_WHAT THIS TASK INVOLVES_
Only an exact retyping of all the entries counts as an answer.

Items from a data source
◆ ◆ ◆ ◆
PR #45, opened 2020-05-16
Upload NSO data for baseline layers

dubwalla:
Adding JSON and a few CSV files to be included in the baseline layers and as inputs for impact calculations


src/config/layers.json
```diff
@@ -32,5 +32,14 @@
     "date_interval": "day",
     "opacity": 0.3,
     "legend_text": "ModisLST"
+  },
+  "DzudRiskMap": {
+    "title": "Dzud Risk Map",
+    "server_type": "wms",
+    "server_uri": "http://3.136.214.209:8080/geoserver/prism/wms?layers=prism%3ADZUDRM12311",
```
ericboucher, line 39: @dubwalla you should be using the https address here for the geoserver.

src/config/layers.json
```diff
@@ -32,5 +32,14 @@
...
+    "has_date": true,
```
ericboucher, line 40: Also, does it really have dates?

ericboucher: Dzud is actually already on master. Maybe you haven't refreshed to the latest version?

Issue #7, opened 2020-03-15
Error and alerting tools


ericboucher:
Tools for monitoring system performance and alerting critical errors are published

ericboucher:
@dubwalla let's get WFP's preference here. The question is: what error monitoring tool would they recommend for a simple static website.

Otherwise, we can simply implement the free version of Sentry - https://sentry.io/

dubwalla:
Our colleagues in Rome said:
We make a heavy use of [Nagios](https://www.nagios.org/) for the monitoring and alerting part and [Grafana](https://grafana.com/) for the data visualization, both open source products. But we don’t really have any recommendation on which tool to use.

ericboucher:
@dubwalla do they have an organization account for WFP for Nagios?

dubwalla:
Looking into it

dubwalla:
Nope, we do not have access to Nagios through an organization account

PR #46, opened 2020-05-16
Add Sentry

ericboucher:


ericboucher:
Fixes #7

src/components/App/index.tsx
```diff
@@ -7,6 +8,13 @@ import MapView from '../MapView';
 import NotFound from '../404Page';
 import muiTheme from '../../muiTheme';
 
+if (process.env.NODE_ENV && process.env.NODE_ENV !== 'development') {
+  Sentry.init({
+    dsn:
+      'https://a3cc5f470dac4b50b288851a0390f686@o213971.ingest.sentry.io/5242966',
```
bencpeters, line 14: This probably shouldn't be hardcoded. It's not a secret _strictly_ speaking (in the cybersecurity sense), since it's included in client side code in a "public" app, but it's probably better not to leak it, and given that each deployment is basically autonomous (and quite likely based on slightly different codebases), we might well want to set up a different Sentry account for each country deployment.

I'd pull this from an env variable (_maybe_ with a fall-back value to this key if not found just to make deployments easier, although I think it'd be fine to just throw an error in that case too)

PR #47, opened 2020-05-16
Add national statistics office data

ericboucher:
Adding a new type of layer to create vector layers out of baseline data and the admin boundaries geojson.

Screen Shot 2020-05-18 at 11 32 40 AM


ericboucher:
@bencpeters @mamadOuologuem what's the best way to handle the "Unallowed reassignment" here?

ericboucher:
Screen Shot 2020-05-16 at 5 04 05 PM

src/config/baselines.tsx
```diff
@@ -0,0 +1,55 @@
+import nsoDisabled from '../data/nso/NSO_Disabled_Admin1_Total.json';
```
bencpeters, line 1: Should we put this in a subdirectory of `config`? I think the original intention was for everything that might change country-to-country in `config`, so that you could be confident that that's the only place to make changes... but we could just add this `data` directory too.

src/config/baselines.tsx
```diff
@@ -0,0 +1,55 @@
...
+import nsoPop from '../data/nso/NSO_Population_Admin2_Total.json';
+
+export interface NsoData {
+  TBL_ID: string;
+  Period: string;
+  CODE?: string;
+  SCR_MN: string;
+  SCR_ENG: string;
+  CODE1?: string;
+  CODE2?: null;
```
bencpeters, line 17: Is this really `null` typed? This type definition literally says `CODE2` will be either `undefined` or `null`, was that the intention?

src/config/baselines.tsx
```diff
@@ -0,0 +1,55 @@
...
+  SCR_MN1: string;
+  SCR_ENG1: string;
+  SCR_MN2?: null;
```
bencpeters, line 20: Same with these, are these actually `null` typed?

src/config/baselines.tsx
```diff
@@ -0,0 +1,55 @@
...
+  nsoHerders,
+  nsoHerdsize,
+  nsoChild,
+  nsoLivestock,
+  nsoElderly,
+  nsoPoverty,
+  nsoPop,
+};
+
+type DatasetKeys =
```
bencpeters, line 40: `type DatasetKeys = keyof nsoDatasets` I think should work here and be more maintainable/less prone to typos.

src/config/baselines.tsx
```diff
@@ -0,0 +1,55 @@
...
+  | 'nsoDisabled'
+  | 'nsoChild'
+  | 'nsoHerders'
+  | 'nsoHerdsize'
+  | 'nsoLivestock'
+  | 'nsoElderly'
+  | 'nsoPoverty'
+  | 'nsoPop';
+
+export function getNSOData(dataset: string | undefined) {
```
bencpeters, line 50: This type signature is better written as `dataset?: string`.

More generally though, this function is throwing away the safety that TypeScript should be giving us. There's no reason to make this an optional parameter and then do all these checks that the compiler can make much easier than we can.

Writing the function this way:

```typescript
export function getNSOData (dataset: DatasetKeys = 'nsoPoverty') {
  return nsoDatasets[dataset];
}
```

Should give us the same result, but ensure that the compiler gives us a compile-time error if we try to look-up using an invalid key, which is really the whole point of using TypeScript.

src/components/MapView/NSOLayers/index.tsx
```diff
@@ -0,0 +1,111 @@
...
+    get(evt.features[0], 'properties.ADM2_PCODE'),
+    get(evt.features[0], 'properties.data'),
+  );
+}
+
+const linePaint: MapboxGL.LinePaint = {
+  'line-color': 'grey',
+  'line-width': 1,
+  'line-opacity': 0.3,
+};
```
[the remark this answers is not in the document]
ericboucher: Actually not needed here, good catch

src/config/baselines.tsx
ericboucher: string, typo

src/config/baselines.tsx
ericboucher: Hmm good point, not urgent but let's think about how we want to handle country specific data

src/config/baselines.tsx
ericboucher: Tried a few options but couldn't get it to work as I wanted. I'll add a Todo

src/config/baselines.tsx
ericboucher: Looks like it. I am getting an error if I say string.
Should I say `string | null`?

bencpeters: Ya, that's the appropriate type. Javascript handles `null` and `undefined` differently - the `?` only covers `undefined`.

It's actually somewhat intentional - `undefined` is intended to signify that nothing was, well, defined, whereas `null` is intended to an explicit signal that the value is null'ed out. In vanilla JS it gets confused because the type-casting with boolean-ish values is so imprecise that it's easy to get sloppy with the distinction.

src/config/baselines.tsx
bencpeters: Sorry, it should be `type DatasetKeys = keyof typeof nsoDatasets`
◆ ◆ ◆ ◆
_SOLVED PROBLEM_
PR #45, opened 2020-05-16
Upload NSO data for baseline layers

dubwalla:
Adding JSON and a few CSV files to be included in the baseline layers and as inputs for impact calculations


src/config/layers.json
```diff
@@ -32,5 +32,14 @@
     "date_interval": "day",
     "opacity": 0.3,
     "legend_text": "ModisLST"
+  },
+  "DzudRiskMap": {
+    "title": "Dzud Risk Map",
+    "server_type": "wms",
+    "server_uri": "http://3.136.214.209:8080/geoserver/prism/wms?layers=prism%3ADZUDRM12311",
```
ericboucher, line 39: @dubwalla you should be using the https address here for the geoserver.

src/config/layers.json
```diff
@@ -32,5 +32,14 @@
...
+    "has_date": true,
```
ericboucher, line 40: Also, does it really have dates?

ericboucher: Dzud is actually already on master. Maybe you haven't refreshed to the latest version?

Issue #7, opened 2020-03-15
Error and alerting tools


ericboucher:
Tools for monitoring system performance and alerting critical errors are published

ericboucher:
@dubwalla let's get WFP's preference here. The question is: what error monitoring tool would they recommend for a simple static website.

Otherwise, we can simply implement the free version of Sentry - https://sentry.io/

dubwalla:
Our colleagues in Rome said:
We make a heavy use of [Nagios](https://www.nagios.org/) for the monitoring and alerting part and [Grafana](https://grafana.com/) for the data visualization, both open source products. But we don’t really have any recommendation on which tool to use.

ericboucher:
@dubwalla do they have an organization account for WFP for Nagios?

dubwalla:
Looking into it

dubwalla:
Nope, we do not have access to Nagios through an organization account

PR #46, opened 2020-05-16
Add Sentry

ericboucher:


ericboucher:
Fixes #7

src/components/App/index.tsx
```diff
@@ -7,6 +8,13 @@ import MapView from '../MapView';
 import NotFound from '../404Page';
 import muiTheme from '../../muiTheme';
 
+if (process.env.NODE_ENV && process.env.NODE_ENV !== 'development') {
+  Sentry.init({
+    dsn:
+      'https://a3cc5f470dac4b50b288851a0390f686@o213971.ingest.sentry.io/5242966',
```
bencpeters, line 14: This probably shouldn't be hardcoded. It's not a secret _strictly_ speaking (in the cybersecurity sense), since it's included in client side code in a "public" app, but it's probably better not to leak it, and given that each deployment is basically autonomous (and quite likely based on slightly different codebases), we might well want to set up a different Sentry account for each country deployment.

I'd pull this from an env variable (_maybe_ with a fall-back value to this key if not found just to make deployments easier, although I think it'd be fine to just throw an error in that case too)

PR #47, opened 2020-05-16
Add national statistics office data

ericboucher:
Adding a new type of layer to create vector layers out of baseline data and the admin boundaries geojson.

Screen Shot 2020-05-18 at 11 32 40 AM


ericboucher:
@bencpeters @mamadOuologuem what's the best way to handle the "Unallowed reassignment" here?

ericboucher:
Screen Shot 2020-05-16 at 5 04 05 PM

src/config/baselines.tsx
```diff
@@ -0,0 +1,55 @@
+import nsoDisabled from '../data/nso/NSO_Disabled_Admin1_Total.json';
```
bencpeters, line 1: Should we put this in a subdirectory of `config`? I think the original intention was for everything that might change country-to-country in `config`, so that you could be confident that that's the only place to make changes... but we could just add this `data` directory too.

src/config/baselines.tsx
```diff
@@ -0,0 +1,55 @@
...
+import nsoPop from '../data/nso/NSO_Population_Admin2_Total.json';
+
+export interface NsoData {
+  TBL_ID: string;
+  Period: string;
+  CODE?: string;
+  SCR_MN: string;
+  SCR_ENG: string;
+  CODE1?: string;
+  CODE2?: null;
```
bencpeters, line 17: Is this really `null` typed? This type definition literally says `CODE2` will be either `undefined` or `null`, was that the intention?

src/config/baselines.tsx
```diff
@@ -0,0 +1,55 @@
...
+  SCR_MN1: string;
+  SCR_ENG1: string;
+  SCR_MN2?: null;
```
bencpeters, line 20: Same with these, are these actually `null` typed?

src/config/baselines.tsx
```diff
@@ -0,0 +1,55 @@
...
+  nsoHerders,
+  nsoHerdsize,
+  nsoChild,
+  nsoLivestock,
+  nsoElderly,
+  nsoPoverty,
+  nsoPop,
+};
+
+type DatasetKeys =
```
bencpeters, line 40: `type DatasetKeys = keyof nsoDatasets` I think should work here and be more maintainable/less prone to typos.

src/config/baselines.tsx
```diff
@@ -0,0 +1,55 @@
...
+  | 'nsoDisabled'
+  | 'nsoChild'
+  | 'nsoHerders'
+  | 'nsoHerdsize'
+  | 'nsoLivestock'
+  | 'nsoElderly'
+  | 'nsoPoverty'
+  | 'nsoPop';
+
+export function getNSOData(dataset: string | undefined) {
```
bencpeters, line 50: This type signature is better written as `dataset?: string`.

More generally though, this function is throwing away the safety that TypeScript should be giving us. There's no reason to make this an optional parameter and then do all these checks that the compiler can make much easier than we can.

Writing the function this way:

```typescript
export function getNSOData (dataset: DatasetKeys = 'nsoPoverty') {
  return nsoDatasets[dataset];
}
```

Should give us the same result, but ensure that the compiler gives us a compile-time error if we try to look-up using an invalid key, which is really the whole point of using TypeScript.

src/components/MapView/NSOLayers/index.tsx
```diff
@@ -0,0 +1,111 @@
...
+    get(evt.features[0], 'properties.ADM2_PCODE'),
+    get(evt.features[0], 'properties.data'),
+  );
+}
+
+const linePaint: MapboxGL.LinePaint = {
+  'line-color': 'grey',
+  'line-width': 1,
+  'line-opacity': 0.3,
+};
```
[the remark this answers is not in the document]
ericboucher: Actually not needed here, good catch

src/config/baselines.tsx
ericboucher: string, typo

src/config/baselines.tsx
ericboucher: Hmm good point, not urgent but let's think about how we want to handle country specific data

src/config/baselines.tsx
ericboucher: Tried a few options but couldn't get it to work as I wanted. I'll add a Todo

src/config/baselines.tsx
ericboucher: Looks like it. I am getting an error if I say string.
Should I say `string | null`?

bencpeters: Ya, that's the appropriate type. Javascript handles `null` and `undefined` differently - the `?` only covers `undefined`.

It's actually somewhat intentional - `undefined` is intended to signify that nothing was, well, defined, whereas `null` is intended to an explicit signal that the value is null'ed out. In vanilla JS it gets confused because the type-casting with boolean-ish values is so imprecise that it's easy to get sloppy with the distinction.

src/config/baselines.tsx
bencpeters: Sorry, it should be `type DatasetKeys = keyof typeof nsoDatasets`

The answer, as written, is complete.